Instrumental rationality isn’t the same thing as winning. It’s not even the same thing as ‘instantiating cognitive algorithms that make you win’. Rather, it’s, ‘instantiating cognitive algorithms that tend to make one win’. So being unlucky doesn’t mean you were irrational.
Luke’s way of putting this is to say that ‘the rational decision isn’t always the right decision’. Though that depends on whether by ‘right’ you mean ‘defensible’ or ‘useful’. So I’d rather just say that rationalists can get unlucky.
You could define instrumental rationality as “mental skills that help people better achieve their goals”. Then I could argue that learning graphic design makes you more instrumentally rational, because it’s a mental skill and if you learn it, you’ll be able to make money from anywhere using your computer, which is often useful for achieving your goals.
I’m happy to say that being good at graphic design is instrumentally rational, for people who are likely to use that skill and have the storage space to fit more abilities. The main reason we wouldn’t speak of it that way is that it’s not one of the abilities that’s instrumentally rational for every human, and it’s awkward to have to index instrumentality to specific goals or groups.
Becoming good at graphic design is another story. That can require an investment large enough to make it instrumentally irrational, again depending on the agent and its environment.

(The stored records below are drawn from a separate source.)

Issue #1665, opened 2022-01-27
Show only a warning when forking fails non-critically


lorenzo-cavazzi:
## Description

Forking actually invokes a few extra APIs (KG indexing, running pipelines, permissions...), and some of them may fail for different reasons.
This should not block the forking process, but just show a warning to the user (and a redirect link). The user is therefore aware something didn't work but he can still visit the forked project in the UI.

This should already be the case, but apparently it doesn't always work.
The relevant code to fix is https://github.com/SwissDataScienceCenter/renku-ui/blob/master/client/src/project/new/ProjectNew.container.js#L257-L280

## Reproduce

Simulate a pipeline error when invoking `client.runPipeline`.
The response should have a `400` error status and the following JSON body
```
{"message":{"base":["Commit not found"]}}
```

Issue #1585, opened 2021-11-24
Project components cleanup


lorenzo-cavazzi:
# Update (March 2022)

We changed the plan for how to approach the component cleanup. Instead of doing small improvements, we want to focus our energy on achieving larger gains. Our plan instead is to:

1. Start using https://redux-toolkit.js.org/ and RTK Query which will standardize fetching data from a server and storing it in Redux; this will handle fetching/loading and error states in a consistent way
2. Use hooks for accessing redux state so we do not need to pass properties through many layers of components
3. Move to TypeScript for components which will, among other things, give us a better handle on the properties used by the components

The first step is to upgrade to React 17, which is done in #1763.

# Original Text

As a follow-up to #1568 , we should harmonize the Project components. Specifically:
- [ ] Remove `transient` from the project state, use `fetching` instead
- [ ] Use `fetching` wherever needed and eliminate the stringy "updating" value (tip: look for `setUpdating` and `SpecialPropVal.UPDATING`)
- [ ] remove the `subComponents` function from the `View` component in the Project.js file; add the single components wherever needed instead of inheriting them as properties.

PR #1674, opened 2022-02-01
fix(client): restore error handling on forks

lorenzo-cavazzi:
It turns out that adding notifications from the Fork modal triggers a re-rendering of the `ProjectView` component. The reason is _very_ tricky: adding a notification changes the project sub-components (like "mrView", "issueView", ...) that are added as properties (:scream: ) to the `View` component.
That seems to affect the (few) components that strongly rely on local data like `ForkProject` -- i.e. the local state gets erased when re-rendering an ancestor component.

I'm not 100% sure when this was introduced, but it will be solved by #1585
For now, disabling the notification on fork is the quickest fix.
This restores the previous warning and "Go to forked project" button when a non-critical error happens during a fork.
The screenshot shows an example as mentioned in #1665 where the pipeline creation fails.
Also, now it's much easier to recover from that state because #1671

image

**How to test**: this requires manually triggering an error. The easiest way would be running telepresence on this PR deployment and messing up the `client.runPipeline` function (e.g. set `defaultBranch` to a random string)

/deploy


ciyer (approved):
I think this is a good temporary fix! We should reactivate the notifications, but that will all be reworked in the future anyway, so let us leave them turned off for the moment. 

I added a commit that made some small changes to the wording of the messages.

PR #2466, opened 2023-04-12
fix(client): prevent dropping pinned images

### LINKED ISSUE #2458: Pinning an image does not set the image property in the payload to notebook service
Saw this on renkulab.io.

When an image is pinned the payload does not contain the `image` property. So the pinned image is ignored and the image based on the commit is used.

image

lorenzo-cavazzi:
This fixes a nasty bug accidentally introduced here #2410 that prevents pinned images from being picked up correctly.

In the screenshot, I tested a project with a pinned image that was picked up correctly -- it's from a different commit than the current one.

image

You can use this project to test it https://dev.renku.ch/projects/lorenzo.cavazzi.tech/1408-pinned-image

/deploy #persist #cypress renku=renku-ui-3.4.2-updates
fix #2458


leafty (approved):
LGTM

Unfortunately a typical pitfall of js classes and `this` not being bound by default.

You could define epistemic rationality as “mental skills that help you know what’s true”. Then I could argue that learning about chess makes you more epistemically rational, because you can better know the truth of statements about who’s going to win chess games that are in progress.

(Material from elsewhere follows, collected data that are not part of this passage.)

PR #2468, opened 2023-04-13
Add prettier to format UI code

### LINKED ISSUE #2427: Use prettier to keep code formatting coherent
## Description

We set up some rules through our linter to [impose constraints on code formatting](https://github.com/SwissDataScienceCenter/renku-ui/blob/master/client/.eslintrc.json#L27).
That approach is not the best since the style is not coherent everywhere.

We should consider dropping all the formatting rules and switching to a proper formatter like [Prettier](https://prettier.io/)

## Tasks

That requires a few steps:
* [ ] Evaluate alternatives (Prettier seems to be the most used; double check alternatives to be sure we don't miss something obvious)
* [ ] Install the packages, remove the stale `ESlint` rules, and replace (or drop) them.
* [ ] Adjust all the files. Typically, the `--fix` command doesn't handle everything.

leafty:
Add prettier to the `client` project and scripts to format only changed files.

To format changed files:
```bash
npm run format-changed
```

Also, we add a pre-commit hook to check staged files, but we don't format them and re-stage them for now.

Fixes #2427.

For review, see:
* https://github.com/SwissDataScienceCenter/renku-ui/pull/2468/files/65b04c1a25eb6097376c95bd8f07fc2a1001b64c
* eslint fixes -> https://github.com/SwissDataScienceCenter/renku-ui/pull/2468/commits/72ead52d33cf8642f9670ab132b2c1a2e2c43dd4

/deploy #persist #cypress


package.json
```diff
@@ -0,0 +1,10 @@
+{
+  "name": "renku-ui-root",
+  "private": true,
+  "devDependencies": {
+    "husky": "^8.0.0"
+  },
+  "scripts": {
+    "prepare": "husky install"
+  }
+}
```
leafty, line 10: Note: we can only install `husky` at the same location as the root of the git project.

leafty:
Note: example of CI failing because of formatting -> https://github.com/SwissDataScienceCenter/renku-ui/actions/runs/4795881027/jobs/8530980159

lorenzo-cavazzi (changes requested):
Very nice! Finally no formatting discrepancies anymore :raised_hands: 

A couple of details:
1. If I run `npm run format` there are still a couple of minimal changes, just 4 files. Perhaps we should re-run it?
2. Could you update the base README.md file, adding a reference to "Prettier", the additional `npm install` step in the "Developing" sections, and updating the "Unit Tests and Linting" sections as well? Bonus for adding a quick description of how to set up VScode to auto-format on save (this last step not 100% necessary tbh). Thank you :pray:

leafty:
> Very nice! Finally no formatting discrepancies anymore raised_hands
> 
> A couple of details:
> 
> 1. If I run `npm run format` there are still a couple of minimal changes, just 4 files. Perhaps we should re-run it?
> 2. Could you update the base README.md file, adding a reference to "Prettier", the additional `npm install` step in the "Developing" sections, and updating the "Unit Tests and Linting" sections as well? Bonus for adding a quick description of how to set up VScode to auto-format on save (this last step not 100% necessary tbh). Thank you pray

Updated readme in 65b04c1a25eb6097376c95bd8f07fc2a1001b64c.

lorenzo-cavazzi (dismissed):
:rocket:

lorenzo-cavazzi (approved):

PR #2472, opened 2023-04-14
Remove conspicuous "," in the add dataset screen

leafty:
See screenshot:
image

This is most likely a typo, an extra "," is seen above "Add Dataset".


ciyer (approved):
👍

PR #2473, opened 2023-04-14
Remove unused route in client/src/project/Project.present.js

leafty:
The removed route is never hit as the `datasetUrl` one is always hit beforehand.
Also, displaying the project navbar would not follow the convention used in other screens using a "Back to <project>" button.

/deploy #persist #cypress


ciyer (dismissed):
Good catch!

PR #2452, opened 2023-03-31
Make the sessions list fork button work

ciyer:
This should fix the sessions list fork button, but the styling needs to be fixed to only show the "Fork" option and not the number of forks.

image

# Testing

- [ ] Fork button should appear as in the image above when on the sessions page of a project that you do not have commit access to
- [ ] Fork button should work on the sessions page
- [ ] Fork button should appear as before in the Project > Overview > General page
- [ ] Fork button should work on the Project > Overview page

Fix #2451

/deploy #persist #cypress renku=renku-ui-3.4.2-updates

PR #2474, opened 2023-04-14
fix(client): fix `notebookWarning()` broken invocation after #2452

leafty:
In PR #2452, the line https://github.com/SwissDataScienceCenter/renku-ui/blob/39853035225ac330e34beb8ce11392e9116181a5/client/src/project/Project.present.js#L903 was not updated like https://github.com/SwissDataScienceCenter/renku-ui/blob/39853035225ac330e34beb8ce11392e9116181a5/client/src/project/Project.present.js#L858-L859.

This PR should also fix the `UnprivilegedSessionSpec` Selenium acceptance test.

/deploy #persist #cypress

### DIFF
--- a/client/src/project/Project.present.js
+++ b/client/src/project/Project.present.js
@@ -900,7 +900,8 @@ class ProjectStartNotebookServer extends Component {
       backUrl,
       defaultBackButton,
     } = this.props;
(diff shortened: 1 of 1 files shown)


lorenzo-cavazzi (approved):
Thanks for spotting and fixing this!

I don’t see any reason not to bite that bullet. This is why epistemic rationality can become trivial when it’s divorced from instrumental rationality.

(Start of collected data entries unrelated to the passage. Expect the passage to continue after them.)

PR #2481, opened 2023-04-18
feat(client): show timezones

### LINKED ISSUE #2402: Show timezone when showing times

lorenzo-cavazzi:
_still a draft_

/deploy #persist #notest
fix #2402

### DIFF
--- a/CHANGELOG.md
+++ b/CHANGELOG.md
@@ -1,5 +1,21 @@
 # Changes
 
+## [3.4.2](https://github.com/SwissDataScienceCenter/renku-ui/compare/3.4.1...3.4.2) (2023-04-18)
+
+### Features
+
+* use dropdown for session options when the number of choices is too large for a button group ([#2461](https://github.com/SwissDataScienceCenter/renku-ui/issues/2461), [#2237](https://github.com/SwissDataScienceCenter/renku-ui/issues/2237))
+
+### Bug Fixes
+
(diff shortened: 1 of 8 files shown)


lorenzo-cavazzi:
Something looks wrong with how we handle dates.
Double-check if everything is fine, and consider using a time library like [MomentJS](https://momentjs.com/) to simplify handling all the corner case

lorenzo-cavazzi:
Will be replaced by #2527

ciyer:
Replaced by https://github.com/SwissDataScienceCenter/renku-ui/pull/2527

Are you familiar with Richard Wiseman, who has found that “luck” (as the phrase is used by people in everyday life to refer to people and events) appears to be both predictable and changeable?
That’s an interesting result! It doesn’t surprise me that people frequently confuse which complex outcomes they can and can’t control, though. Do you think I’m wrong about the intension of “luck”? Or do you think most people are just wrong about its extension?
I think the definition of ‘luck’ as ‘complex outcomes I have only minor control over’ is useful, as well as the definition of ‘luck’ as ‘the resolution of uncertain outcomes.’ For both of them, I think there’s meat to the sentence “rationalists should not be predictably unlucky”: in the first, it means rationalists should exert a level of effort justified by the system they’re dealing with, and not be dissuaded by statistically insignificant feedback; in the second, it means rationalists should be calibrated (and so P_10 or worse events happen to them 10% of the time, i.e. rationalists are not surprised that they lose money at the casino).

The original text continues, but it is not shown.